Upon bacterial infection, vascular injury or tissue damage, intracellular material like nucleic acids, histones and other macromolecules become exposed to the extracellular milieu where they may serve as endogenous alarming factors and affect various host defence processes, associated with innate immunity. Moreover, extracellular nucleic acids may influence the bacteria-host cell interactions and the microbial tropism in the lung. One prominent mechanism in this regard upon lung infection is the generation of alveolar- and tissue-NET (“Neutrophil extracellular traps”), expelled from activated neutrophils and composed of nucleosomes/DNA in complex with histones and antimicrobial peptides. These extracellular NET are able to kill bacteria and, together with neutrophil-mediated phagocytosis, provide another key antimicrobial mechanism of neutrophils. Yet, the interplay between both processes, especially in the course of lung infection, remains elusive.

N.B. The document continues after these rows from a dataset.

PR #3411, opened 2015-09-23
Implement IDNA2008 on top of ICU

### LINKED ISSUE #810: Implement System.Globalization.Extensions on Unix
The library has been refactored to have the Unix implementation stubbed out.  It needs to be properly implemented.

### LINKED ISSUE #2779: System.Globalization.Extensions: IDNA
We need to support [IdnMapping.cs](https://github.com/dotnet/corefx/blob/master/src/Common/src/System/Globalization/IdnMapping.Unix.cs) for IDNA2008 on Unix.

This is straightforward on-top of ICU, but many of our existing ICU tests assume either ICU2003 or ICU2008 as implemented by Win32.  There are some differences between 2008 and 2003 in ICU for compatibility, especially around how windows works when UseStd3Rules is false.

In speaking with NLS, they think it may make sense for us to just follow the 2008 standard.

ellismg:
This change uses the ToUnicode and ToAscii methods from
System.Globalization.Native which are implemented on top of ICU's UTS46
implementation.

There are some test issues that need to be addressed due to differences
between Windows implementation of the standard and ICUs (which follows
the standard more closely). These will be addressed at a later date. I
have confirmed manually that things are working as expected.

Fixes #2779
Fixes #810

### DIFF
--- a/src/Common/src/Interop/Unix/System.Globalization.Native/Interop.Idna.cs
+++ b/src/Common/src/Interop/Unix/System.Globalization.Native/Interop.Idna.cs
@@ -1,0 +1,20 @@
+// Copyright (c) Microsoft. All rights reserved.
+// Licensed under the MIT license. See LICENSE file in the project root for full license information.
+
+using System;
+using System.Runtime.InteropServices;
+
+internal static partial class Interop
+{
+    internal static partial class GlobalizationNative
+    {
+        internal const int AllowUnassigned = 0x1;
+        internal const int UseStd3AsciiRules = 0x2;
+
+        [DllImport(Libraries.GlobalizationNative, CharSet = CharSet.Unicode)]
+        internal static extern int ToAscii(uint flags, string src, int srcLen, char[] dstBuffer, int dstBufferCapacity);
+
+        [DllImport(Libraries.GlobalizationNative, CharSet = CharSet.Unicode)]
+        internal static extern int ToUnicode(uint flags, string src, int srcLen, char[] dstBuffer, int dstBufferCapacity);
+    }
+}
--- a/src/Common/src/System/Globalization/IdnMapping.Unix.cs
+++ b/src/Common/src/System/Globalization/IdnMapping.Unix.cs
@@ -5,35 +5,67 @@ namespace System.Globalization
 {
     sealed partial class IdnMapping
     {
-        // TODO: Rather than having a Unix-specific implementation, we could also consider having a purely
-        // managed implementation as is available in mscorlib for pre-Windows 8.  This would require including 
-        // the relevant data tables.
-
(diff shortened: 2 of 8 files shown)


src/Common/src/Interop/Unix/System.Globalization.Native/Interop.Idna.cs
```diff
@@ -0,0 +1,20 @@
...
+    internal static partial class GlobalizationNative
+    {
+        internal const int AllowUnassigned = 0x1;
+        internal const int UseStd3AsciiRules = 0x2;
+
+        [DllImport(Libraries.GlobalizationNative, CharSet = CharSet.Unicode)]
+        internal static extern int ToAscii(uint flags, string src, int srcLen, [Out] char[] dstBuffer, int dstBufferCapacity);
+
+        [DllImport(Libraries.GlobalizationNative, CharSet = CharSet.Unicode)]
+        internal static extern int ToUnicode(uint flags, string src, int srcLen, [Out] char[] dstBuffer, int dstBufferCapacity);
```
stephentoub: Does the [Out] actually impact anything?  If not, that's fine, just verifying.

stephentoub:
LGTM

src/Common/src/Interop/Unix/System.Globalization.Native/Interop.Idna.cs
ellismg: I don't believe so and I will remove this.  Thinking about it more, the default should be in/out and the marshaler should just pin the array.

justinvp: With MCG, there may be a slight perf benefit to specifying `[Out]`. Not sure if this applies to the CoreCLR marshaller.

From http://blogs.msdn.com/b/dotnet/archive/2014/06/13/net-native-deep-dive-debugging-into-interop-code.aspx:

> However, if you look very closely, there is actually a step that is a bit unnecessary: MCG copies the contents of the StringBuilder into the buffer, while the API doesn't expect you to pass in any string value at all - it simply fill in the buffer. The copying step is actually wasted. Fortunately, .NET allows you to customize the marshaling behavior by specifying [In]/[Out] attribute on the parameter (for more information, you can refer to this MSDN article). StringBuilder by default gets [In, Out], and in this case, we only want the [Out] direction because we only need to receive data from the LCIDToLocaleName API

ellismg: Yeah, I'm not sure if that optimization matters when you are trying to marshal a char array to native code and CharSet is Unicode.  Ideally, you would just pin the thing and be done with it.

justinvp: Yeah, you're right; with `char[]` it just pins the array without the need for any copying.

PR #3412, opened 2015-09-23
OpenSSL multi-threading support on OSX

### LINKED ISSUE #2210: Consider multi-threading implications on the OpenSSL ERR_get_error queue.
OpenSSL compiled with OPENSSL_FIPS seems to have a single static ERR_STATE object for the process.  The default appears to be set up for providing the capabilities for stack-per-thread, but OPENSSL_thread_id() appears to return the process ID, not the thread ID.

The mainline seems to be served by `OPENSSL_set_id_callback` to something returning a thread ID; and lightup for FIPS could try invoking `int_ERR_lib_init`, which resets the library to the non-FIPS way of error management (though that theoretically has FIPS implications...).

eerhardt:
In order to support multi-threading in OpenSSL on OSX, we need to set the CRYPTO_set_id_callback to a method that will return the current thread id.

This is necessary because OSX uses a version of OpenSSL less than 1.0.  Before 1.0, setting this callback was necessary because the default uses getpid(), which will be the same value for multiple threads in the same process.  Any version 1.0 or greater of OpenSSL will use the address of errno to differentiate between threads.

Fix #2210

### DIFF
--- a/src/Native/System.Security.Cryptography.Native/openssl.c
+++ b/src/Native/System.Security.Cryptography.Native/openssl.c
@@ -1063,6 +1063,26 @@ LockingCallback(int mode, int n, const char* file, int line)
     }
 }
 
+#ifdef __APPLE__
+/*
+Function:
+GetCurrentThreadId
+
+Called back by OpenSSL to get the current thread id.
+
+This is necessary because OSX uses an earlier version of
+OpenSSL, which requires setting the CRYPTO_set_id_callback.
+*/
+static
+unsigned long
+GetCurrentThreadId()
+{
+    uint64_t tid;
+    pthread_threadid_np(pthread_self(), &tid);
+    return tid;
+}
+#endif // __APPLE__
+
 /*
 Function:
 EnsureOpenSslInitialized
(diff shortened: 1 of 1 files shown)


eerhardt:
@bartonjs, @stephentoub

src/Native/System.Security.Cryptography.Native/openssl.c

A second process is based upon our recent data that demonstrate an association of host-derived nucleic acids with the surface of pneumococci and other bacteria, thereby facilitating their binding to lung epithelial and endothelial cells and possible bacterial uptake. In this regard, extracellular eukaryotic and prokaryotic enolase were both found to interact with host-derived nucleic acids and may thus promote microbial binding, uptake and subsequent signaling processes, associated with innate immune responses.

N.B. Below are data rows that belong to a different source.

Issue #1, opened 2016-01-21
Input/Output module ...


kif:
HDF5 is part of the core of the data policy at ESRF. The natural binding for hdf5 is h5py.
The idea is to provide an API similar to h5py in silx when addressing images and specfiles.

Today: there is 1 binding for SpecFile and 2 for images: EdfImage and fabio.
H5py offers a Dataset class with _attrs_ which matches pretty well with the data/header dichotomy in image formats. Re-implementing the behavior (or subclassing?) Dataset solves most of the discussion about the API. The second advantage is about the formation to silx as trainee have to learn only one API.
# Difference between HDF5/other format

The main difference between HDF5 and  other is the hierarchical structure which is exposed as a Python dictionary where most of the other formats are using a linear structure.  The natural design would then be to use (/expose?)  a Python list as container to Dataset instances in a File object.  
# About file/file-series

The h5py File module provides a "driver" option to select the way data are saved. Moreover, file series would be represented as "prefix_%04d.img" to create a unified view, like what is done in h5py.
# Work to be performed:
- Implement Dataset, Attribute, and File
- Provide drivers for the various file formats (re-using the code existing in the pre-existing libraries)
# Advantages:

The transition to HDF5 over the period 2010-2015 has been very slow, most scientists being:
- reluctant to change something which already works
- don't want to learn yet another API
  If one wants actually to promote HDF5, offering the same API between HDF5/legacy would allow to bridge the gap.

vasole:
- I like the idea of having the API used for the most complete file format applicable to the other simpler format.

- I would leave the file-series for later discussion. HDF5 (not h5py) does that not to select a series of files but to split a single file. The concept of a stack of files falls on a different use case. You can have stacks of files using the family driver for instance.

- I do not see the need to implement Dataset, Attribute and File. When converting from specfile or EDF to HDF5 one does not need Attributes for instance, but one certainly needs Groups. If you mean not to raise an exception when trying to access the attributes instead of returning the same thing h5py returns when there are no attributes then I agree.

vasole:
Slides of presentation: [silx-io.pdf](https://github.com/silx-kit/silx/files/107826/silx-io.pdf)

vasole:
Summary
=======

- The proposal to access SPEC files in the same way as HDF5 files was well received

- The most repeated word from the meeting participants was "official":

    - Official SPEC to NeXus converter
    - Official layout of ESRF NeXus files

vasole:
[...]

PR #4, opened 2016-02-24
SpecFile cython binding

PiRK:
This new `silx.io.specfile` module provides 3 classes for reading specfiles: `SpecFile`, `Scan` and `MCA`. 

`SpecFile` provides a low level binding to the main C SpecFile functions, as well as a `__getitem__` method to get a scan and a `keys` method to get a list of scan keys (e.g. `['1.1', '2.1', …]`). It also works as an iterator to loop through all scans.

`Scan` provides properties and methods to retrieve scan data and metadata/headers.  In particular, `Scan.data` is a property returning a 2D numpy array of scan data (as doubles) on request,  `Scan.mca` is a property returning a `MCA` object and `Scan.header` returns a list of raw headers lines (file, scan and mca headers).

`MCA` is the interface to access MCA data. It works as an iterator to loop through MCA data lines (1D numpy arrays of doubles), and  can return a single MCA line through its `__getitem__` special method.


t20100:
PR related to #1.

Looks good to me.
First real code of the project!

PR #8, opened 2016-03-02
Histogramnd + small math module fix.

dnaudet:
**There is small fix to the math module included in this PR (silx/setup.py), let me know if you want me to do a separate PR for it.**

Pull request for the histogramnd function.

* 3 supported types for the sample and the weights -> 6 different functions
* 3 test suites (+ some benchmark code) :
  * nominal (small "hand written" data sets)
  * error cases (invalid arguments : shape, type, dtype, ....)
  * test vs numpy (large random data sets)
  * a simple benchmark function (not included in the tests)
  
**For some reason the doc doesnt display the full signature of the histogramnd function...**

Infos/questions/RFC :
* I used np.float32 in numpy and float in C, but I'm not sure the two will always be compatible...
* I can change the argument names if you have better ideas.
* in the C code I used some macro to avoid duplication of code when adding support for more data type. This isn't pretty, but I haven't got much choice (since there are no templates support in C)...
* I added a short README describing how to add support for other types, I'm not sure this is the right way to do it... (but I don´t think this should go into the public documentation. Or should it?)
* when building I see there's a warning about a "missing cimport in module...". I couldn't figure out how to solve that.
* I could have used a macro to declare each functions in the C header file (like I do in the source file), but I think it's better to have them expliclitly declared for the sake of readability.
* I'd like someone to review the cython code, please... I probably didn't do things in the best possible way...


PiRK:
Sphinx cannot detect function/method signatures in cython modules. You can include the signature as the first line of your docstring for Sphinx.
Example: 
https://github.com/silx-kit/silx/blob/master/silx/io/specfile/specfile.pyx#L227
https://github.com/silx-kit/silx/commit/4703edf9636d114607043cf0a802d78264eb7891

vasole:
np.float32 and C float will always be compatible.

dnaudet:
> Sphinx cannot detect function/method signatures in cython modules. You can include the signature as the first line of your docstring for Sphinx.

Thanks I had tried that already, but I just figured out that you can't split it several lines.

kif:
A few comments ...
* Why not using cython fused types to write a single function for all input types ? 
* using array.astype(dtype) enforces a copy, even if it already the right type. Using array.ascontiguousarray(dtype) will only make a view which is much faster (but don't modify it inplace !)
* Why weights is not None by default to have unit weights ?
* using cython typed memory-views would prevent the use of manual malloc & free. Leaving the memory-management this is proven to be less error prone.

vasole:
- The malloc functions should be checked at the C level and in case of failure any previously allocated memory should be freed and the function should return a different value than 0.

dnaudet:
> Why not using cython fused types to write a single function for all input types ?

Great, this is what I've been looking for, thanks!

> using array.astype(dtype) enforces a copy, even if it already the right type. Using array.ascontiguousarray(dtype) will only make a view which is much faster (but don't modify it inplace !)

I have tried ascontiguouasarray before but iirc it gave me an error, I'll give it another try.

> Why weights is not None by default to have unit weights ?

unit weights == bin counts? histogramnd returns both the bin counts and the "weighted histogram" (btw you have to call numpy.histogramdd twice to get the same result). I can turn the *weight* argument into a keyword parameter so that the user doesn't have to provide a *weight* array, and I will change the C code as well so that we don't have to allocate an array at all.

> using cython typed memory-views would prevent the use of manual malloc & free. Leaving the memory-management to Python is proven to be less error prone.

I did it that way to allow direct access to the C function. There is no C allocated memory passed to python (if that's what you had in mind).

dnaudet:
@vasole 
> The malloc functions should be checked at the C level and in case of failure any previously allocated memory should be freed and the function should return a different value than 0.

OK.

dnaudet:
- [x] remove unused imports
- [x] turn *weights* argument into a keyword parameter  (default=None).
  * if weights is provided : histogramnd returns a tuple (bin counts, weighted histogram)
  * if weights is None : histogramnd returns a tuple (bin counts, None)
- [x] add a specific return code for the memory allocation errors
- [x] replace stdint's int32_t and uint32_t by their numpy equivalent.
- [ ] investigate cython fuse types
- [ ] add a "known limitations" test (expected failures around the bin edges)? (just for the sake of documentation)

vasole:
Build fails with windows python 2.7 due to stdint.h not being available in VS 2008.

You can take a look at http://stackoverflow.com/questions/126279/c99-stdint-h-header-and-ms-visual-studio where a public domain alternative is suggested.

http://snipplr.com/view/18199/stdinth/

Do we need the full header? Can we just add the missing defines?

kif:
On Sat, 05 Mar 2016 07:49:53 -0800
V. Armando Solé <notifications@github.com> wrote:

> Build fails with windows python 2.7 due to stdint.h not being available in VS 2008.
> 
> You can take a look at http://stackoverflow.com/questions/126279/c99-stdint-h-header-and-ms-visual-studio where a public domain alternative is suggested.
> 
> http://snipplr.com/view/18199/stdinth/
> 
> Do we need the full header? Can we just add the missing defines?
> 
There is a solution in fabio about this ...

dnaudet:
**About the fused types**
Unless I missed something important I don't think the fused types would help here since in the end we still have to choose the c function to call depending on the sample and weights type (so we still end up with all those ugly if/else statements).

kif:
On Sun, 06 Mar 2016 13:19:12 -0800
dnaudet <notifications@github.com> wrote:

> **About the fused types**
> Unless I missed something important I don't think the fused types would help here since in the end we still have to choose the c function to call depending on the sample and weights type (so we still end up with all those ugly if/else statements).

If you want to go down to C, then they will not be of great help.
Cheers,
J.

dnaudet:
**stdint/inttypes.h**
Available implementations :
* https://msinttypes.googlecode.com/svn/trunk/stdint.h.
There is a previous version of this one used in Fabio (from 2008 judging by the header, @kif am i right?)
* http://snipplr.com/view/18199/stdinth/

Any preferences?

kif:
On Mon, 07 Mar 2016 04:36:04 -0800
dnaudet <notifications@github.com> wrote:

> **stdint/inttypes.h**
> Available implementations :
> * https://msinttypes.googlecode.com/svn/trunk/stdint.h.
> There is a previous version of this one used in Fabio (from 2008 judging by the header, @kif am i right?)
> * http://snipplr.com/view/18199/stdinth/
> 
> Any preferences?

The second one has no copyrights -> trouble ahead

the first one is BSD-3clauses which is close to MIT. 

Declare in the copyright.txt:

Files: .../stdint.h
Copyright: 2006-2008 Alexander Chemeris
License: BSD-3

-- 
Jérôme Kieffer
tel +33 476 882 445

dnaudet:
Looks like the tests are OK on windows/2.7 at last.
Had to add a little exception to the error cases tests because numpy shapes are long integers in that configuration. I can´t say I´m very happy with that...

silx/math/histogramnd/histogramnd.pyx
```diff
@@ -0,0 +1,710 @@
...
+        cumul = None
+    elif cumul is None:
+        cumul = np.zeros(output_shape, dtype=np.double)
+    else:
+        if cumul.shape != output_shape:
+            raise ValueError('Provided <cumul> array doesn\'t have '
+                             'a shape compatible with <n_bins> '
+                             ': should be {0} instead of {1}.'
+                             ''.format(output_shape, cumul.shape))
+        if cumul.dtype != np.float:
```
t20100: Maybe replace np.float by np.float64

Issue #9, opened 2016-03-05
Build not working under windows


vasole:
Problem
-----------

- Specfile build crashes under windows

Solution
-----------

- When dealing with multiplatform developments, one has to take care and systematically use os.path.join to build paths.

vasole:
@PiRK Review required.

vasole:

To address the molecular and cellular mechanisms underlying the extracellular nucleic acid-dependent bacterial tropism during lung infection, the following issues will be addressed:

(a) Our recent data demonstrate a cooperative effect between phagocytosis and NETosis (usually occurring within some hours) upon neutrophil activation, which leads to a significant acceleration of NET formation (within a few minutes). Apparently, this cooperative action is substantial to improve the efficacy of both phagocytosis and NETosis in combating the rapidly disseminating bacteria or other microbes. In order to define the lung-specific conditions for the connection between these two neutrophil-derived killing mechanisms, the kinetics and outcome of fast NETosis will be characterized in relation to the severity and course of pneumonia in mice. Here, bacterial toxins and mutated pneumococci will be investigated as well to characterize the nature of fast NETosis. Besides its antimicrobial potential, we found that the histone component of NET may trigger alveolar epithelial cell death leading to lung tissue destruction. Since strategies based on the neutralisation of histone-mediated cytotoxicity may be of potential benefit in the treatment of pneumonia, we aim to characterize the molecular mechanism of histone-provoked cell death in vitro and apply respective interventional strategies upon pneumonia in mice models.

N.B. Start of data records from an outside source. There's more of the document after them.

Issue #13, opened 2016-03-07
C source files not included when building without cython


PiRK:
When running ``python setup.py build`` on a system (or virtualenv) without cython being installed, C source files ended up not being linked during compilation. This caused following error when trying to run tests: 
```
from silx.io.specfile import SpecFile, Scan
ImportError:
/users/knobel/nocython/local/lib/python2.7/site-packages/silx-0.0.1a2-py2.7-linux-x86_64.egg/silx/io/specfile.so:
undefined symbol: SfError
```

PiRK:
Fixed in pull request #14

Issue #12, opened 2016-03-07
CI test sdist cython not installed


t20100:
In at least 1 CI system:
- [x] Building using sdist generated tarball.
- [x] Building without Cython installed.

See PR #10

PR #14, opened 2016-03-07
Fix issue #13: C source files not included in extension

PiRK:
Issue #13: Function ``fake_cythonize`` rejected ``.c`` files at the same time as it was renaming ``*.pyx`` into ``*.c``. (found by @kif)

### DIFF
--- a/setup.py
+++ b/setup.py
@@ -313,7 +313,7 @@ def fake_cythonize(extensions):
                     source = base + '.c'
                 if not os.path.isfile(source):
                     raise RuntimeError("Source file not found: %s" % source)
-                new_sources.append(source)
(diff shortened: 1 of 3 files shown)


PiRK:
Two additional changes in the same commit:
- I removed h5py and cython requirement in the general ``setup.py``
- I changed ```setup(configuration=configuration)``` into ```setup(configuration=configuration())``` in ``silx/io/setup.py`` (```configuration``` is a function that returns a ```numpy.distutils.misc_util.Configuration``` object)

kif:
Looks good to me.
Nevertheless issue #12 looks of prime importance to prevent such regression !

kif:
now close :)

PR #16, opened 2016-03-08
Fix #15 : WITH_CYTHON environment variable check

### LINKED ISSUE #15: Setup uses cython even if WITH_CYTHON is False
Currently, if setup.py is called with the environment variable WITH_CYTHON set to
* True : setup doesn't use cython, the pre-generated C files are used.
* False : setup uses cython

Judging by the code (the other lines all set WITH_CYTHON to False when not using cython) this should probably be the opposite.

dnaudet:
Fix for issue #15.

### DIFF
--- a/setup.py
+++ b/setup.py
@@ -268,7 +268,9 @@ def check_cython():
     """
 
     if "WITH_CYTHON" in os.environ:
-        return os.environ["WITH_CYTHON"] not in ["False", "0", 0]
+        if os.environ["WITH_CYTHON"] in ["False", "0", 0]:
+            os.environ["WITH_CYTHON"] = "False"
+            return False
 
     if "--no-cython" in sys.argv:
         sys.argv.remove("--no-cython")
--- a/setup.py
+++ b/setup.py
@@ -268,7 +268,7 @@ def check_cython():
     """
 
     if "WITH_CYTHON" in os.environ:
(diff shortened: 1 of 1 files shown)


vasole:
@kif

Is there some code missing? The code I was expecting was something in the lines of:

.. code:python

    # check if cython is not to be used despite being present
    def use_cython():
        """
        Check if cython is disabled from the command line or the environment.
        """
        if "WITH_CYTHON" in os.environ:
            if os.environ["WITH_CYTHON"] in ["False", "0", 0]:
                print("No Cython requested by environment")
                return False
    
        if ("--no-cython" in sys.argv):
            sys.argv.remove("--no-cython")
            os.environ["WITH_CYTHON"] = "False"
            print("No Cython requested by command line")
            return False
        return True

vasole:
In other words the line:

 return os.environ["WITH_CYTHON"] == "False"

should have been changed to:

return os.environ["WITH_CYTHON"] not in ["False", "0", 0]

t20100:
In this case, if WITH_CYTHON is "0" or 0, I would change the environment variable to "False" so that setup.py in sub-packages just have to check os.environ["WITH_CYTHON"] != "False".
If we leave multiple values meaning False, I'm pretty sure it's not gonna be tested everywhere...

PR #17, opened 2016-03-09
[CI] Use sdist on Linux and build without cython

### LINKED ISSUE #11: MANIFEST.in missing *.h and *.c
I know it is too early, but I put this issue to keep in mind that at each release we have to perform tests to check if we can generate the library from the sources obtained with python setup.py sdist.

### LINKED ISSUE #12: CI test sdist cython not installed

t20100:
- Closes #11
- Closes #12: use sdist on Linux
- Rename README.md -> README.rst
- Remove pip caching on Travis


kif:
Looks OK, tests are passing...

PR #24, opened 2016-03-21
Spec h5

PiRK:
New features: 

- SpecFile h5py-like API
- SpecFile to HDF5 conversion
- nested dictionary to HDF5 

Minor feature:

- ``io.utils.repr_hdf5_tree`` to build a string with the structure of a HDF5 file (I'm using this in tests and I think it can be a useful tool to list the content of a HDF5 file)

```
In [1]: from silx.io.utils import repr_hdf5_tree 

In [2]: print(repr_hdf5_tree("Downloads/sample.h5"))
+fields
	+fieldB
		-z=<HDF5 dataset "z": shape (256, 256), type "<f4">
	+fieldE
		-x=<HDF5 dataset "x": shape (256, 256), type "<f4">
		-y=<HDF5 dataset "y": shape (256, 256), type "<f4">
+particles
	+cellidx
		-x=<HDF5 dataset "x": shape (10000,), type "<i8">
		-y=<HDF5 dataset "y": shape (10000,), type "<i8">
	+pos
		-x=<HDF5 dataset "x": shape (10000,), type "<f8">
		-y=<HDF5 dataset "y": shape (10000,), type "<f8">
	+vel
		-x=<HDF5 dataset "x": shape (10000,), type "<f8">
		-y=<HDF5 dataset "y": shape (10000,), type "<f8">
		-z=<HDF5 dataset "z": shape (10000,), type "<f8">
```


vasole:
- It looks OK. Reading is as easy as using a dictionary that was the intended goal.

@kif @t20100 

- I just wonder if we should aim to a shorter file and class name. Something in the lines of spech5 for the file and SpecH5 for the class instead of specfileh5 and SpecFileH5

- The repr_hdf5_tree also looks too long. How does it compare to h5dump?

t20100:
Shorter names sounds fine

PiRK:
I've renamed all occurrences of ``SpecFileH5`` to ``SpecH5`` in module names and class names. 

Regarding ``repr_hdf5_tree``, it does not provide as many options as the ``h5dump`` command-line tool. It's actually a bit more similar to ``h5ls -r`` (https://www.hdfgroup.org/HDF5/Tutor/cmdtoolview.html#ex3), except that it returns a string and does not print it to the terminal. So I'm thinking ``h5repr`` or ``h5ls`` would be better. 

We could add a couple of command line arguments to the function to implement our own versions of  ``h5ls``. I'm thinking of something like: 

``h5ls(path_to_h5_file, pathtogroup="/", recursive=False)``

(b) As eukaryotic enolase, associated with the surface of host cells, provides the ability to bind nucleic acids as docking sites for bacterial adherence, the mechanisms of enolase export from the cytosol, its binding mode to nucleic acids and the consequences for bacterial tropism will be characterized. Since enolase was also shown by us to serve as cell membrane-associated cofactor for inflammatory cell invasion in the lung, the respective mechanistic relations to nucleic acid binding and outcome of pneumonia as well as possible anti-enolase approaches as new interventions will be investigated. Our project will provide new mechanistic insights into the role of host-derived nucleic acids and their interacting partners in bacterial infection and inflammation in the lung.